→ **What is being asked**
Look over the entries below. Report how many lines hold the word "structure", and only that.

*** Begin section ***

PR #1128, opened 2023-04-10
[degenzoo-erc721-all-tokens] Strategy #2 : All tokens (holding/staking/animals)

aorfevre:
This strategy is tracking both chains assets of each wallets.
It is based on our own backend that will fetch all related assets score value. 

Assets tracked : 
Eth chain : 
* Holding amount
* Staked Amount

BNB Chain : 
* Holding amount
* Staked Amount
* Animals holding Staked tokens

### DIFF
--- a/src/strategies/degenzoo-erc721-all-tokens/index.ts
+++ b/src/strategies/degenzoo-erc721-all-tokens/index.ts
@@ -2,7 +2,7 @@ import fetch from 'cross-fetch';
 import { getAddress } from '@ethersproject/address';
 
 export const author = 'aorfevre';
-export const version = '0.1';
+export const version = '0.1.0';
 
 
 export async function strategy(
--- a/src/strategies/degenzoo-erc721-all-tokens/index.ts
+++ b/src/strategies/degenzoo-erc721-all-tokens/index.ts
@@ -1,0 +1,50 @@
+import fetch from 'cross-fetch';
+import { getAddress } from '@ethersproject/address';
+
+export const author = 'aorfevre';
+export const version = '0.1';
+
+
+export async function strategy(
+  space,
+  network,
+  provider,
+  addresses,
+  options,
+  snapshot
+): Promise<Record<string, number>> {
+
+  // initialize scores
+  const scores = {};
+  for (const address of addresses) {
+    scores[getAddress(address)] = 0;
+  }
+
+
+  async function getWalletScore(wallet) {
+    const url = `https://api.daomaker.com/get-dzoo-assets-by-wallet?wallet=${wallet}`;
+
+    const res = await fetch(url, {
+      method: 'GET',
+      headers: {
+        Accept: 'application/json',
+        'Content-Type': 'application/json'
+      }
+    });
+
+    const data = await res.json();
+    return data.total;
+  };
+  
+  const promises: any = [];
+  addresses.forEach(function (address) {
+    return promises.push(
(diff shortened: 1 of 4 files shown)


aorfevre:
hello,
Is everything ok ?

src/strategies/degenzoo-erc721-all-tokens/index.ts
```diff
@@ -0,0 +1,50 @@
+import fetch from 'cross-fetch';
+import { getAddress } from '@ethersproject/address';
+
+export const author = 'aorfevre';
+export const version = '0.1';
```
ChaituVR, line 5:
```suggestion
export const version = '0.1.0';
```

src/strategies/degenzoo-erc721-all-tokens/index.ts
```diff
@@ -0,0 +1,50 @@
...
+
+  // initialize scores
+  const scores = {};
+  for (const address of addresses) {
+    scores[getAddress(address)] = 0;
+  }
+
+
+  async function getWalletScore(wallet) {
+    const url = `https://api.daomaker.com/get-dzoo-assets-by-wallet?wallet=${wallet}`;
```
ChaituVR, line 25: Hi @aorfevre This is not your API? maybe you could use `api` or `api-v2` strategy instead?

ChaituVR (changes requested):

src/strategies/degenzoo-erc721-all-tokens/index.ts
aorfevre: This is my api.

aorfevre: However, I did not use your api-v2 because it is targeting a single network.

DZOO is a cross chain project and the Voting power shall reflect that. 
This api : https://api.daomaker.com/get-dzoo-assets-by-wallet?wallet=${wallet} is checking assets of the user on all chains.

Do you still want me to use one of your other templates ?

aorfevre:
@ChaituVR 
See my comment here : https://github.com/snapshot-labs/snapshot-strategies/pull/1128#discussion_r1167624393

src/strategies/index.ts
```diff
@@ -434,7 +434,8 @@ import * as pdnBalancesAndVests from './pdn-balances-and-vests';
 import * as izumiVeiZi from './izumi-veizi';
 import * as lqtyProxyStakers from './lqty-proxy-stakers';
 import * as echelonWalletPrimeAndCachedKeyGated from './echelon-wallet-prime-and-cached-key-gated';
-import * as rdntCapitalVoting from './rdnt-capital-voting';
+import * as rdntCapitalVoting from './rdnt-capital-voting;
```
ChaituVR, line 437:
```suggestion
import * as rdntCapitalVoting from './rdnt-capital-voting';
```

src/strategies/degenzoo-erc721-all-tokens/index.ts
ChaituVR: So right now, it is sending one request per address won't scale, can send all in one request? so instead can use `api-v2` maybe just `network` param in your code? which should handle all networks right?

Also make sure your API consider `snapshot` block number to return voting power, else voting power can be unpredictable and won't be able to replay the voting power in future

aorfevre:
Definitly using the api-v2
I am closing that PR now.

PR #1130, opened 2023-04-12
Add offchain-delegation-2 Strategy for pre-distribution tokens

alexotsu:
This Strategy pulls token allocation information from a CSV. Necessary for temp checks that happen before distribution events.

- Add `/offchain-delegation-2` containing example.json, index.ts, and README.md
- Update index.ts to include `offchain-delegation-2` as `offchainDelegation2`

### DIFF
--- a/src/strategies/index.ts
+++ b/src/strategies/index.ts
@@ -408,6 +408,7 @@ import * as clqdrBalanceWithLp from './clqdr-balance-with-lp';
 import * as ninechroniclesStakedAndDcc from './ninechronicles-staked-and-dcc';
 import * as spreadsheet from './spreadsheet';
 import * as offchainDelegation from './offchain-delegation';
+import * as offchainDelegation2 from './offchain-delegation-2';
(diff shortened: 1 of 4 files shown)


ChaituVR (changes requested):
Hi @alexotsu I don't understand the changes, it is same as offchain-delegation strategy but you are not reading scores of delegations?

alexotsu:
> Hi @alexotsu I don't understand the changes, it is same as offchain-delegation strategy but you are not reading scores of delegations?

@ChaituVR yes - it is for tokens that haven’t been distributed to individual wallets yet for various reasons, but where projects still want to hold a vote. So the voting power itself is written down off-chain on the spreadsheet.

ChaituVR:
Thank you! Can rename it to something else? :) because it may confuse many others with delegation strategy

alexotsu:
Actually, I just realized that this is identical to the “[spreadsheet](https://github.com/snapshot-labs/snapshot-strategies/tree/master/src/strategies/spreadsheet)” strategy, so will plan to close unless you think there is some big reason to keep both

PR #1135, opened 2023-04-19
Multinetwork Support for Math [math]

RatanRSur:
I wanted to be able to be able to multiple a token balance on mainnet with one on polygon but that wasn't possible even when `network` was explicitly provided to the `operand`s.

### DIFF
--- a/src/strategies/math/index.ts
+++ b/src/strategies/math/index.ts
@@ -29,7 +29,7 @@ export async function strategy(
   // Recursively resolve operands
   const operandPromises: Promise<Record<string, number>>[] =
     strategyOptions.operands.map((item) =>
-      resolveOperand(item, addresses, space, network, provider, snapshot)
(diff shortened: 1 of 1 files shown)


src/strategies/math/index.ts
```diff
@@ -170,7 +169,7 @@ async function resolveOperand(
         strategyOperand.strategy.name
       ].strategy(
         space,
-        network,
+        strategyOperand.strategy.network,
```
ChaituVR, line 172: Hi @RatanRSur Can make it optional? like 
```js
strategyOperand.strategy.network || network
```

ChaituVR (changes requested):

src/strategies/math/index.ts
RatanRSur: Good idea. I hope it's ok that I used `??` instead to be more precise

ChaituVR (approved):

PR #1143, opened 2023-04-26
[erc1155-all-balances-of-with-erc721-key] Add strategy to count erc1155 votes only for holders of erc721 keys

darrylhansen:
Fixes # .

- Create new strategy [erc1155-all-balances-of-with-erc721-key] to calculate votes for holders of specified erc1155 tokens, but only count them if they have a required erc721 key.

### DIFF
--- a/src/strategies/erc1155-all-balances-of-with-erc721-key/index.ts
+++ b/src/strategies/erc1155-all-balances-of-with-erc721-key/index.ts
@@ -1,0 +1,92 @@
+import { multicall, getProvider } from '../../utils';
+import { strategy as erc721Strategy } from '../erc721';
+import { getSnapshots } from '../../utils';
+
+export const author = 'darrylhansen';
+export const version = '0.1.0';
+
+const erc1155Abi = [
+  'function balanceOf(address account, uint256 id) view returns (uint256)'
+];
+
+async function getERC1155Balances(network, provider, addresses, options, snapshot) {
+  const blockTag = typeof snapshot === 'number' ? snapshot : 'latest';
+  const response = await multicall(
+    network,
+    provider,
+    erc1155Abi,
+    addresses.flatMap((address: any) =>
+      options.tokenIds.map((tokenId: any) => [
+        options.address,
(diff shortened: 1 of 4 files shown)


src/strategies/erc1155-all-balances-of-with-erc721-key/index.ts
```diff
@@ -0,0 +1,92 @@
...
+
+  return results.reduce((finalResults: any, networkResult: any) => {
+    for (const [address, value] of Object.entries(networkResult)) {
+      if (!finalResults[address]) {
+        finalResults[address] = 0;
+      }
+      finalResults[address] += value;
+    }
+    return finalResults;
+  }, {});
```
ChaituVR, line 91: Hey @darrylhansen You can use two different strategies in your space :) The result will be the sum of those two strategies, with no need of a new strategy

ChaituVR (changes requested):

src/strategies/erc1155-all-balances-of-with-erc721-key/index.ts
darrylhansen: Hi @ChaituVR, I couldn't figure out how to make two strategies do what we want because they are cumulative.

We want the ERC1155's to count as votes, but only if someone holds one of the ERC721's. Any strategies I found there was no way to exclude someone who held the ERC1155's but no ERC721.

ChaituVR: AH! Got it, then you can use voting validations :) 

https://docs.snapshot.org/user-guides/strategies/what-is-a-strategy-1
Go to space settings => voting => Validation
there you should be able to select `Basic` Validation, in which you can select `erc721` - This will be used to check if someone can vote or not

 and 

In strategies you can select erc1155 strategy -> This will be used for voting power

darrylhansen: Ah, slick 🤦. Okay, thanks very much!

PR #1146, opened 2023-04-28
[battlefly-vgfly-and-staked-gfly]Feature/battlefly dao voting upgrade for founders voting

Archethect:
Upgrade for the battlefly strategy that allows voting with Battlefly founders tokens.


src/strategies/battlefly-vgfly-and-staked-gfly/index.ts
ChaituVR, line 1: Also update the version plz :)
```
```

ChaituVR (changes requested):

src/strategies/battlefly-vgfly-and-staked-gfly/index.ts
Archethect: done!

ChaituVR (approved):

PR #1155, opened 2023-05-10
[hedgey-delegate] adds strategy for hedgey vesting contracts

bark4mark:
Adds hedgey-delegate

This is a simple strategy to call delegatedBalances and apply a multiplier value.

### DIFF
--- a/src/strategies/hedgey-delegate/index.ts
+++ b/src/strategies/hedgey-delegate/index.ts
@@ -1,0 +1,60 @@
+import { BigNumberish } from '@ethersproject/bignumber';
+import { formatUnits } from '@ethersproject/units';
+import { Multicaller } from '../../utils';
+
+export const author = 'hedgeyfinance';
+export const version = '1.0.0';
+
+const abi = [
+  {
+    inputs: [
+      {
+        internalType: 'address',
+        name: 'delegate',
+        type: 'address'
+      },
+      {
+        internalType: 'address',
+        name: 'token',
+        type: 'address'
+      }
+    ],
+    name: 'delegatedBalances',
+    outputs: [
+      {
+        internalType: 'uint256',
+        name: 'delegatedBalance',
+        type: 'uint256'
+      }
+    ],
+    stateMutability: 'view',
+    type: 'function'
+  }
+];
+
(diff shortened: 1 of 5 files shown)


src/strategies/hedgey-delegate/index.ts
```diff
@@ -0,0 +1,60 @@
...
+    ])
+  );
+  const result: Record<string, BigNumberish> = await multi.execute();
+
+  return Object.fromEntries(
+    Object.entries(result).map(([address, balance]) => [
+      address,
+      parseFloat(formatUnits(balance, options.decimals)) * options.multiplier
+    ])
+  );
```
ChaituVR, line 59: hi @bark4mark I think you can use the `math` strategy with `contract-call` in it :) Can try?

bark4mark: Would it be possible to have this strategy merged? I would like to keep the configuration minimal as I have to create documentation around voting and configuring the smart contracts.

src/strategies/hedgey-delegate/index.ts
```diff
@@ -0,0 +1,60 @@
+import { BigNumberish } from '@ethersproject/bignumber';
+import { formatUnits } from '@ethersproject/units';
+import { Multicaller } from '../../utils';
+
+export const author = 'hedgeyfinance';
```
ChaituVR, line 5:
```suggestion
export const author = 'hedgey-finance';
```

src/strategies/hedgey-delegate/index.ts
```diff
@@ -0,0 +1,60 @@
...
+      {
+        internalType: 'uint256',
+        name: 'delegatedBalance',
+        type: 'uint256'
+      }
+    ],
+    stateMutability: 'view',
+    type: 'function'
+  }
+];
```
ChaituVR, line 33:
```suggestion
const abi = [
  'function delegatedBalances(address delegate, address token) view returns (uint256 delegatedBalance)'
]
```

ChaituVR (changes requested):

ChaituVR (approved):

PR #1157, opened 2023-05-10
[staked-defi-balance] Fixed params structure to make it less confusing

taha-abbasi:
Release notes for staked-defi-balance 1.3.0:
-------------

1. updated `params` structure to have one `minStakedBalance` value across multiple contracts
2. Added logic to calculate and store balance in the loop for each contract then compare against `minStakedBalance` once looping is done and both values are already human-readable
3. `minStakedBalance` is not human-readable value
4. `./src/strategies/staked-defi-balance/schema.json` has also been updated

@ChaituVR I thought about these issues after you pointed out the problem, so the changes are raised here.


ChaituVR (approved):

critpto:
I will give it a go!

PR #1158, opened 2023-05-12
[passport-gated] Passport migration

sophiahdew:
- Implement the passport-gated and passport-weighted validation strategies to integrate with the Passport Scorer API instead of the SDK
- Include an input threshold minScore for passport-weighted


ChaituVR (changes requested):
Hello @sophiahdew can remove changes from .history folder? right now there are lot of changes on this PR 😄

sophiahdew:
Removed changes from .history folder

sophiahdew:
Hi @ChaituVR 

I noticed that you ran the validation tests using jest -i validation.test.ts --validation=Passport migration

I ran the tests on my end using yarn test:validation --validation=passport-gated and yarn test:validation --validation=passport-weighted

Additionally, a `.env` file is required at the project root with the following information before running this code.

- `NEXT_PUBLIC_GC_API_KEY=<your-api-key>`
- `NEXT_PUBLIC_GC_SCORER_ID=<your-scorer-id>`

Unfortunately, we don't have a test API key on our end, but you can make one by visiting https://scorer.gitcoin.co/. Here, you'll create both an API key and a Scorer. 

Additionally, here is a quick start guide that explains how to create the API key and Scorer in more detail https://docs.passport.gitcoin.co/building-with-passport/quick-start-guide

If you have any questions, please let me know

src/validations/passport-weighted/index.ts
```diff
@@ -14,35 +24,75 @@ export default class extends Validation {
...
+          console.log(`Your passport score (${roundedScore}) is lower than the threshold score (${THRESHOLD_NUMBER}).`);
+          return false;
+        } else {
+          console.log('You do not have a valid Gitcoin Passport. Create one by visiting https://passport.gitcoin.co/ ')
+          return false;
+          }
+      } catch (err) {
+        console.log('error: ', err)
+        return false;
+      }
```
ChaituVR, line 96: in case of an error, if we return false it can cause confusion, so can remove try-catch, we handle it somewhere else

ChaituVR (changes requested):

src/validations/passport-weighted/index.ts
sophiahdew: Made a new commit that changed return false to throw err so that if an error occurs, it won't be mistaken for a validation failure. This code will log the error as before, but then it will rethrow it to allow the error to propagate up the call stack to be handled by a global error handler.

src/validations/passport-gated/index.ts
```diff
@@ -13,43 +23,71 @@ export default class extends Validation {
...
+          signature,
+          nonce
+        })
+      })
+      const data = await response.json()
+      console.log('data:', data)
+    } catch (err) {
+      console.log('error: ', err)
     }
   }
```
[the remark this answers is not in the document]
sophiahdew: We updated the Passport API to no longer require signing a message on every request. I updated this in the latest commit.

package.json
```diff
@@ -41,22 +41,24 @@
     "blakejs": "^1.2.1",
     "copyfiles": "^2.4.1",
     "cross-fetch": "^3.1.5",
+    "dotenv": "^16.0.3",
     "eth-ens-namehash": "^2.0.8",
+    "ethers": "^6.3.0",
```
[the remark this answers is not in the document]
sophiahdew: Correct. Just removed it from package.jscon

sophiahdew:
Hi @ChaituVR Updated passport-gated to include a check for specific stamps. However, I'm not able to edit example.json to add a minScore parameter. It leads to an error message saying "must NOT have additional properties." Is this something you can edit on your end?

src/validations/passport-gated/README.md
```diff
@@ -1 +1,31 @@
...
+# Gitcoin Passport Gated Validation
+
+This repository provides a passport-gated validation strategy for Snapshot. The implementation integrates with the Gitcoin API to validate whether a user is authorized to vote on a proposal.
+
+## Prerequisites
+
+Before using this code, ensure that you have the following information stored in a `.env` file at the project root:
+
+- `NEXT_PUBLIC_GC_API_KEY=<your-api-key>`
+- `NEXT_PUBLIC_GC_SCORER_ID=<your-scorer-id>`
```
samuveth, line 10:
```suggestion
```

src/validations/passport-gated/README.md
```diff
@@ -1 +1,30 @@
...
+
+## Prerequisites
+
+Before using this code, ensure that you have the following information stored in a `.env` file at the project root:
+
+- `NEXT_PUBLIC_GC_API_KEY=<your-api-key>`
+
+## Overview
+
+This implementation uses the Gitcoin Passport API to check whether a user has a valid passport by looking for their passport score.
```
ChaituVR, line 13:
```suggestion
This implementation uses the Gitcoin Passport API to check whether a user has a valid passport by looking for their stamps.
```

src/validations/passport-gated/README.md
```diff
@@ -1 +1,30 @@
...
+
+## Modifications
+
+The original code utilized the Passport SDK to check if the user has a valid passport. However, with the introduction of the Passport API, we can now simplify the process by checking for a score.
+
+## Last Modified
+
+This code was last modified on May 11, 2023.
+
+Feel free to customize and extend this implementation to suit your specific needs.
```
ChaituVR, line 27:
```suggestion
## Code Explanation
[Soon] The main function in this codebase returns a binary score based on whether the user's passport is flagged as a likely Sybil.

## Modifications

The original code utilized the Passport SDK to check if the user has a valid passport. [Soon] However, with the introduction of the Passport API, we can now simplify the process by checking for a score.

## Last Modified

This code was last modified on June 1, 2023.

Feel free to customize and extend this implementation to suit your specific needs.
```

src/validations/passport-gated/index.ts
```diff
@@ -1,10 +1,16 @@
...
 import Validation from '../validation';
-import {
-  getPassport,
-  getVerifiedStamps,
-  hasValidIssuanceAndExpiration
-} from '../passport-weighted/helper';
+import dotenv from 'dotenv';
+dotenv.config({ path: '.env' });
+
+const API_KEY = process.env.NEXT_PUBLIC_GC_API_KEY
```
ChaituVR, line 6:
```suggestion
const API_KEY = process.env.PUBLIC_GC_API_KEY || '0cErnp4F.nRDEUU4Z8y5YyxcU32swrggDFNfWtXtI'
```

ChaituVR (approved):

PR #149, opened 2023-10-04
127 introduce `within.qenv`

### LINKED ISSUE #127: Introduce `within.qenv`

chlebowa:
Closes #127 

Added an `S3` `within` method for class `qenv` which is a wrapper for `eval_code`.

Usage: `within(data, expr, ...)`

`within.qenv` is created for convenience and accepts only inline expressions, not language or character variables, nor literal strings.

*** End section ***

→ **Response area**
2